No, you can't use p quite like an array. You use it more like a
pointer-to-char (which incidentally, is pretty much how you use
arrays most of the time). But among other things, you can't make
a call:

foo(&p)

to a function prototyped as:

void foo(char (*p)[1000]);

-Micah

 

[Kevin Easton]

On Thu, 25 Sep 2003 10:02:07 GMT, in comp.lang.c , Kevin Easton

#define MyArray (*(volatile unsigned char (*)[2048])(0xdeadbeef))

When I tried this on my DS9K, it said "moo" and printed out a recipe
for making cow from hamburger.

A legal preprocessor directive did all that?

The message appeared at runtime. The result of the directive is just a
tad implementation defined, I believe.

No, the result of the directive is to introduce a macro called MyArray.
That's all.

The one I have is as conforming as it gets, if somewhat
pathological...

Not if merely defining a macro caused unrequested output at runtime.

- Kevin.

 

[Richard Heathfield]

Now how to place an array at a specified location.

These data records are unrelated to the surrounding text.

PR #675, opened 2015-11-08
fix description of problem_show event

ichuang:
problem_show is fired when the "show answer" button is clicked, not when a problem is shown.

See:  https://github.com/edx/edx-platform/blob/master/common/lib/xmodule/xmodule/js/src/capa/display.coffee#L336 and https://github.com/edx/edx-platform/blob/master/common/lib/xmodule/xmodule/js/src/capa/display.coffee#L38

PR #682, opened 2015-11-10
Ahodges/show problem

lamagnifica:
Replaces #675 contributed by @ichuang 

@catong or @srpearce sanity check please


srpearce:
:+1:

PR #696, opened 2015-11-23
Clean up two TBD references left lonely and abandoned

lamagnifica:
@srpearce @catong or @pdesjardins please sanity check these two rescues. 
Tests ran without error.


catong:
@lamagnifica LGTM :+1:

PR #717, opened 2015-12-03
Add newly discovered info about how translator comments can fail.

nedbat:


nedbat:
@lamagnifica @sarina OK?

sarina:
:+1:

en_us/developers/source/internationalization/i18n.rst
```diff
@@ -111,7 +111,24 @@ instead::
     message = _("Welcome!")
 
 "Translators" comments will work in these places too, so don't be shy about
-providing clarifying comments to the translators.
+providing clarifying comments to the translators. When writing translators
```
lamagnifica, line 114: would it make sense to consistently icap the Translators in the phrase Translators comments ?

lamagnifica:
:+1: please add a change log entry.
Also, just to raise awareness _for the future_, the team has developed style guidelines to make translation go more smoothly. Your addition has a consistent style with the rest of this file as it is now, so no worries for this PR, but going forward we are trying to minimize use of contractions, compound sentences (such as those with two clauses separated by a colon) and use of sentence fragments that end with a colon.

PR #728, opened 2015-12-09
Make Travis fail builds on warnings.

nedbat:
I also fixed the two existing image reference warnings.

### DIFF
--- a/en_us/shared/subsections/open_response_assessments/OpenResponseAssessments.rst
+++ b/en_us/shared/subsections/open_response_assessments/OpenResponseAssessments.rst
@@ -283,7 +283,7 @@ Rubrics consist of *criteria* and *options*.
 
 * Each option has a *name*, an *explanation*, and a *point value*.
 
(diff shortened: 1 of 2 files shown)


nedbat:
@lamagnifica @catong @srpearce @pdesjardins This changes Travis to fail (red X) if there are any warnings or errors at all.  Previously, Travis would give you a red X on errors, but warnings were allowed.
@clytwynec in case I did this sub-optimally, advice welcome.

catong:
@nedbat the image paths fix look good; thanks for taking care of them! :+1: for that; I can't comment on the test fix, except that I agree with the wording change.

nedbat:
@catong (et al.) On the script itself, I need your OK with the process change, since you will be living with the results of this more than I will.

catong:
@nedbat The process change is fine with me; I agree that we need the Travis test to show as Failed not just when there are errors, but also when there are warnings. Thanks!

lamagnifica:
local tests run without error after these changes. 
:+1:

PR #735, opened 2015-12-11
Documentation for Badges v2 (DOC-2486, DOC-2496)

catong:
This PR adds configuration documentation for v2 of the badging feature.
Tracked in https://openedx.atlassian.net/browse/DOC-2486, DOC-2496

Technical reviewers: please review for factual accuracy, especially where there might have been changes between specs and final implementation, changes from v1 feature. Thanks!

Draft documentation output is here: http://draft-install-guide-badging.readthedocs.org/en/latest/configuration/enable_badging.html
### Reviewers
- [x] Subject matter expert: @Kelketek 
- [ ] Subject matter expert (optional): @antoviaque 
- [x] Product owner: @pbaruah 
- [x] Doc team review: @lamagnifica 

FYI @stroilova 
### Testing
- [x] Run ./run_tests.sh without warnings or errors
### Post-review
- [x] Squash commits


en_us/install_operations/source/configuration/enable_badging.rst
```diff
@@ -51,16 +84,66 @@ Server.
...
+
++++++++++++++++++++++++++++++++++++++++++++++
 Specify a Badge Issuer for Your Organization
-*****************************************************************
++++++++++++++++++++++++++++++++++++++++++++++
 
-Log in to your installation of Badgr Server and add an issuer of Open Badges
-for your organization.
+.. note:: This step is not required if you do not use Badgr Server for your
+   badging backend.
```
catong: @Kelketek Is this true? Not required unless using Badgr Server?

en_us/install_operations/source/configuration/enable_badging.rst
```diff
@@ -51,16 +84,66 @@ Server.
...
+   well as for all checks leading up to the awarding of the badge, including
+   creation of the badge specification on the target if it does not yet exist.
+   The ``award`` function should either return a BadgeAssertion object or raise
+   an exception if the award cannot be given. By default, a base backend object
+   called ``BadgeBackend`` exists, and contains a dummy version of the ``award``
+   function.
+
+#. In the BadgeAssertion object, use the ``backend`` value to reference the
+   badging backend that is used to generate the badge.
+
```
catong, line 202: @Kelketek Can you pls provide an example that I could include?

en_us/install_operations/source/configuration/enable_badging.rst
```diff
@@ -51,16 +84,66 @@ Server.
...
++++++++++++++++++++++++++++++++++++++++++++++++++
+Specify a Badging Backend Other Than Badgr Server
++++++++++++++++++++++++++++++++++++++++++++++++++
+
+By default, Open edX uses Badgr Server as the badging backend. To use Badgr
+Server, see :ref:`Install Badgr Server` and :ref:`Specify a Badge Issuer`.
+
+To specify a different badging backend, follow these steps.
+
+#. In settings.py, specify BADGING_BACKEND. This value is a .-separated python
```
catong: @Kelketek what is the full path to settings.py?

en_us/install_operations/source/configuration/enable_badging.rst
```diff
@@ -105,9 +188,78 @@ which are located one level above the ``edx-platform`` directory.
...
+For details, see :ref:`Create Course Event Badges`.
+
+
+.. _Create Course Completion Badges:
+
+**********************************************************
+Create Course Completion Badges for Your Open edX Instance
+**********************************************************
+
+.. Is it still true that we ship open edx with default images?
```
catong: @Kelketek Any change to this statement that we ship with default images?

en_us/install_operations/source/configuration/enable_badging.rst
```diff
@@ -51,16 +84,66 @@ Server.
...
+   an exception if the award cannot be given. By default, a base backend object
+   called ``BadgeBackend`` exists, and contains a dummy version of the ``award``
+   function.
+
+#. In the BadgeAssertion object, use the ``backend`` value to reference the
+   badging backend that is used to generate the badge.
+
+
+.. _Enable Badges in Studio and LMS:
+
```
catong, line 205: @Kelketek 
In step 1 below (line 154 not in this PR), we say "set the value of `ENABLE_OPENBADGES` to `True`. Does this need to be modified if Badgr Server is not the badging backend? Any other impacts of not using Badgr Server?

Kelketek, line 205: @catong No. The badging backend setting would not be used if this isn't enabled.

en_us/install_operations/source/configuration/enable_badging.rst
Kelketek, line 202: I'm not quite sure what to give you for an example. But here in the code is what is being referred to:

https://github.com/edx/edx-platform/blob/fecaad58829032341c2e14ce372fcf3fec671092/lms/djangoapps/badges/models.py#L91

This instantiates the backend from a BadgeClass, for convenience.

en_us/install_operations/source/configuration/enable_badging.rst
Kelketek: @catong See my comments elsewhere-- settings.py is the general name for the Django settings file-- we split ours into common.py, aws.py, and the _.env/_auth.json files.

en_us/install_operations/source/configuration/enable_badging.rst
Kelketek: Correct-- though other badging backends might have their own issuer setup.

en_us/install_operations/source/configuration/enable_badging.rst
Kelketek: @catong No, but I heard Devops was having trouble with the migration that creates them. :)

en_us/install_operations/source/configuration/enable_badging.rst
```diff
@@ -105,9 +188,78 @@ which are located one level above the ``edx-platform`` directory.
...
+*****************************************
+Enable Badges Within Each Course
+*****************************************
+
+The ability to issue course completion badges is enabled by default for all
+courses, but can be turned off or on again using an advanced setting in
+Studio. For details, see :ref:`opencoursestaff:Enable Badges in Course` in
+*Building and Running an Open edX Course*.
+
+.. note:: The course-level setting to enable badges does not affect badges
```
Kelketek: XBlock-level badges also would still be awarded in the current implementation. This may need to be changed. @antoviaque ?

en_us/install_operations/source/configuration/enable_badging.rst
```diff
@@ -120,34 +272,171 @@ Configure Badges and Badge Images for Your Open edX Instance
...
+
+#. Access the Django Administration website for your instance of Open edX. To
+   do this, go to ``https://<host name of your Open edX instance>/admin``. For
+   example, this might be ``https://YourOrganization.org/admin``
+
+#. Under **Site Administration** > **Badges**, select **Badge Classes**.
+
+#. Add a badge class for each course event for which you want to issue badges.
+   An example of a course event associated with a badge is "Badge for
+   enrolling in 5 courses".
```
Kelketek: This phrasing is a bit awkward-- the quote marks make it sound like they're expected to paste this string in somewhere.

catong: Revised.

en_us/install_operations/source/configuration/enable_badging.rst
catong, line 205: @Kelketek I should rephrase my question so that I understand the answer :-) If Badger Server is not the badging backend, should the value of `ENABLE_OPENBADGES` be `False`?

catong:
@Kelketek Ready for your follow-up review. Replaced "backend" with "badge generator" and updated the default issuing component name. Also a few specific questions inline for you. Thanks for your help!

en_us/install_operations/source/configuration/enable_badging.rst
```diff
@@ -51,16 +97,99 @@ Server.
...
+By default, Open edX uses Badgr Server as the badge generator. To use Badgr
+Server, see :ref:`Install Badgr Server` and :ref:`Specify a Badge Issuer`.
+
+To specify a different badge generator, follow these steps.
+
+#. In the ``lms.env.json`` and ``cms.env.json`` files, set the value of
+   ``BADGING_BACKEND`` as a dot-separated python path specification to the
+   object that you use to create and assign badges.
+
+#. Add the BadgeBackend object as a subclass to
```
catong: @Kelketek Should "BadgeBackend object" be "BadgingBackend object"?

en_us/install_operations/source/configuration/enable_badging.rst
```diff
@@ -51,16 +97,99 @@ Server.
...
+   ``lms/djangoapps/badges/backends/base.py``.
+
+   A BadgeBackend object must include the ``award`` function.
```
catong: Should "BadgeBackend object" be "BadgingBackend object"?

en_us/install_operations/source/configuration/enable_badging.rst
```diff
@@ -51,16 +97,99 @@ Server.
...
+        """
+        user = models.ForeignKey(User)
+        badge_class = models.ForeignKey(BadgeClass)
+        data = JSONField()
+        backend = models.CharField(max_length=50)
+        image_url = models.URLField()
+        assertion_url = models.URLField(
+
+#. When you have finished modifying your configuration files for the badge
+   generator, run database migrations.
```
catong: @Kelketek is it correct/necessary to specify the run database migrations and restart Studio and LMS steps here?

en_us/install_operations/source/configuration/enable_badging.rst
catong: @Kelketek I don't understand the implications of your question. Will wait for @antoviaque's answer.

en_us/install_operations/source/configuration/enable_badging.rst
```diff
@@ -105,49 +234,254 @@ which are located one level above the ``edx-platform`` directory.
...
+   * Mode: The course mode for the course associated with this badge, if
+     applicable.
+
+   * Image: The badge image to use for this badge. Badge images should be
+     square .png files less than 250KB in size.
+
+   An example of a badge class configuration might have the following values.
+
+   * ``slug``: ``enrolled_three``
+   * ``issuing_component``: ``openedx__course``
```
catong, line 440: I added ``issuing_component" here

en_us/install_operations/source/configuration/enable_badging.rst
Kelketek: @catong Yes, since BadgeBackend is the name of the superclass in the file you're listing there.

The order of the items in this list may need to be reversed-- you'll probably want to create the badge backend class before pointing your settings to it :)

Kelketek: Or rather, the first item in the list should be moved to the end-- it need not be fully reversed.

en_us/install_operations/source/configuration/enable_badging.rst
```diff
@@ -51,16 +97,99 @@ Server.
...
+        """
+        __metaclass__ = ABCMeta
+
+        @abstractmethod
+        def award(self, badge_class, user, evidence_url=None):
+        """
+        Create a badge assertion for the user using this badge generator.
+        """
+
+#. In the BadgeAssertion object, use the ``backend`` value to reference the
```
Kelketek: This step isn't very clear to me-- it's better to say that when generating the BadgeAssertion object in the award step, to make sure they set the backend field to be the name of the backend class they made.

en_us/install_operations/source/configuration/enable_badging.rst
Kelketek: @catong Restarting the services is good. There shouldn't be a need to run migrations just for changing the backend, though.

en_us/install_operations/source/configuration/enable_badging.rst
```diff
@@ -105,49 +234,254 @@ which are located one level above the ``edx-platform`` directory.
...
+     component, you might define the issuing component as
+     ``platform__course``; if badges are issued based on activity in course
+     discussions, you might define the issuing component as
+     ``platform__discussions``.
+
+   * Display name: The human readable badge name that is used when badges are
+     shown to learners, for example, in the Accomplishments view of learners'
+     profiles.
+
+   * Course ID: The course identifier for the course associated with this
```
PR #11021, opened 2019-11-05
TIP-1327: Use make to run behat legacy tests

arnolanglade:

Please have a look to this [PR](https://github.com/akeneo/pim-community-dev/pull/10984).

This PR adds a new target `end-to-end-legacy-back` to run behat legacy and end to end tests with behat.

`OK`: Done / Validated
`-`: Not needed

### DIFF
--- a/.circleci/config.yml
+++ b/.circleci/config.yml
@@ -87,17 +87,17 @@ jobs:
                 when: always
           - run:
                 name: Analyzes source code to flag programming errors, bugs, stylistic errors, and suspicious constructs
-                command: make lint-back CI=1
+                command: make lint-back
           - run:
                 name: Code Coupling Detection
-                command: make coupling-back CI=1
+                command: make coupling-back
                 when: always
           - run:
                 name: Unit tests
-                command: make unit-back CI=1
+                command: make unit-back
           - run:
                 name: Acceptance tests
-                command: make acceptance-back CI=1
+                command: make acceptance-back
 
                 when: always
           - store_test_results:
@@ -128,10 +128,10 @@ jobs:
                 command: APP_ENV=test make database
           - run:
                 name: PHPunit Integration
-                command: make integration-back CI=1
+                command: make integration-back
           - run:
                 name: PHPunit End to end
-                command: make end-to-end-back CI=1
+                command: make end-to-end-back
           - store_test_results:
                 path: var/tests/phpunit
           - store_artifacts:
@@ -169,7 +169,7 @@ jobs:
             command: APP_ENV=behat make database
       - run:
             name: Behat legacy
-            command: make end-to-end-legacy SUITE=$TESTSUITE CI=1
+            command: make end-to-end-legacy SUITE=$TESTSUITE
       - run:
           name: Gather Junit test result files in the same directory to improve the render of failing tests
           command: |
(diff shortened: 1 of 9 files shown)


make-file/apps.mk
```diff
@@ -1,3 +1,57 @@
...
+#
+# Which kind of tests do/should we have in the PIM?
+# =================================================
+# - lint (back and front)
+# - unit (back and front)
+# - acceptance (back and front)
+# - integration (back and front)
+# - end to end
+#
+# You should at least define a target for every kind of tests we previously list with the following pattern:
```
jjanvier:
```suggestion
# You should at least define a target for every kind of tests we previously listed with the following pattern:
```

make-file/test.mk
```diff
@@ -51,14 +51,33 @@ integration-back: var/tests/phpunit apps-integration-back
...
 
-### Integration tests
+### End to end tests
 .PHONY: end-to-end-back
 end-to-end-back: var/tests/phpunit
 ifeq ($(CI),1)
 	.circleci/run_phpunit.sh . .circleci/find_phpunit.php End_to_End
 else
-	${PHP_RUN} vendor/bin/phpunit -c . --testsuite End_to_End $(O)
+	@echo Run end to end test locally is too long, please use the target define for your bounded context (ex: bounded-context-end-to-end-back)
```
jjanvier:
```suggestion
	@echo Run end to end test locally is too long, please use the target defined for your bounded context (ex: bounded-context-end-to-end-back)
```

.circleci/config.yml
```diff
@@ -87,17 +87,17 @@ jobs:
                 when: always
           - run:
                 name: Analyzes source code to flag programming errors, bugs, stylistic errors, and suspicious constructs
-                command: make lint-back
+                command: make lint-back CI=1
```
vincbe: Strange that you have to add `CI=1` as this is a CircleCI built-in variable 
If it doesn't work without it perhaps it's because you test the value `1` instead of `true` .. so you have to override the builtin (no boolean, env var are always strings)
> CI	Boolean	true (represents whether the current environment is a CI environment)
https://circleci.com/docs/2.0/env-vars/#built-in-environment-variables

.circleci/config.yml
```diff
@@ -87,17 +87,17 @@ jobs:
...
           - run:
                 name: Code Coupling Detection
-                command: make coupling-back
+                command: make coupling-back CI=1
```
vincbe: same

.circleci/config.yml
```diff
@@ -87,17 +87,17 @@ jobs:
...
                 when: always
           - run:
                 name: Unit tests
                 command: make unit-back CI=1
           - run:
                 name: Acceptance tests
-                command: make acceptance-back
+                command: make acceptance-back CI=1
```
vincbe: same... (won't do for each)

make-file/apps.mk
```diff
@@ -1,3 +1,57 @@
...
+#
+# bounded-context-(lint|unit|acceptance|integration|end-to-end)-(back|front)
+#
+# Examples: asset-unit-back, asset-acceptance-front, asset-integration-back.
+#
+# How to define targets with a specfic configuration for the CI?
+# ==============================================================
+# For instance phpspec does not support multiple formats that means you can run the same command on the CI and locally.
+# If you need to do that you can use an environment variable named CI which is a "boolean".
```
vincbe: Environments variables are always string, there is no boolean in fact... it'sprobably why you override the CI built-in with 1 when it is already defined as `true`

I think a static array u can't place it.


With a pointer u can do it.

char * p = (char *) 1000 ;


Now u can use p like u use an array.

p [10] works

char *p = (char *)10000; is legal C, but C offers absolutely no guarantees
that the address you've forced p to point to is a good place for storing
data. This is the kind of trick that it is best to avoid. For one thing,
it's considerably less portable than Brazil. For another thing, even if
it's legal to write to that space on your system (and it probably isn't, on
modern systems), where do you draw the line? p[100]? p[1000]?

(On the other hand, so-called "badly-behaved" MS-DOS programs used to do
this sort of thing all the time - for an excellent-at-the-time reason which
has become more or less irrelevant nowadays.)

 

[Morris Dovey]

char *p = (char *)10000; is legal C, but C offers absolutely
no guarantees that the address you've forced p to point to is
a good place for storing data. This is the kind of trick that
it is best to avoid. For one thing, it's considerably less
portable than Brazil. For another thing, even if it's legal to
write to that space on your system (and it probably isn't, on
modern systems), where do you draw the line? p[100]? p[1000]?

(On the other hand, so-called "badly-behaved" MS-DOS programs
used to do this sort of thing all the time - for an
excellent-at-the-time reason which has become more or less
irrelevant nowadays.)

It's not unusual to see this kind of code used in embedded
systems for which I/O and/or control spaces have been memory
mapped. I agree that it's not portable; but have found it
extremely useful within that limited context.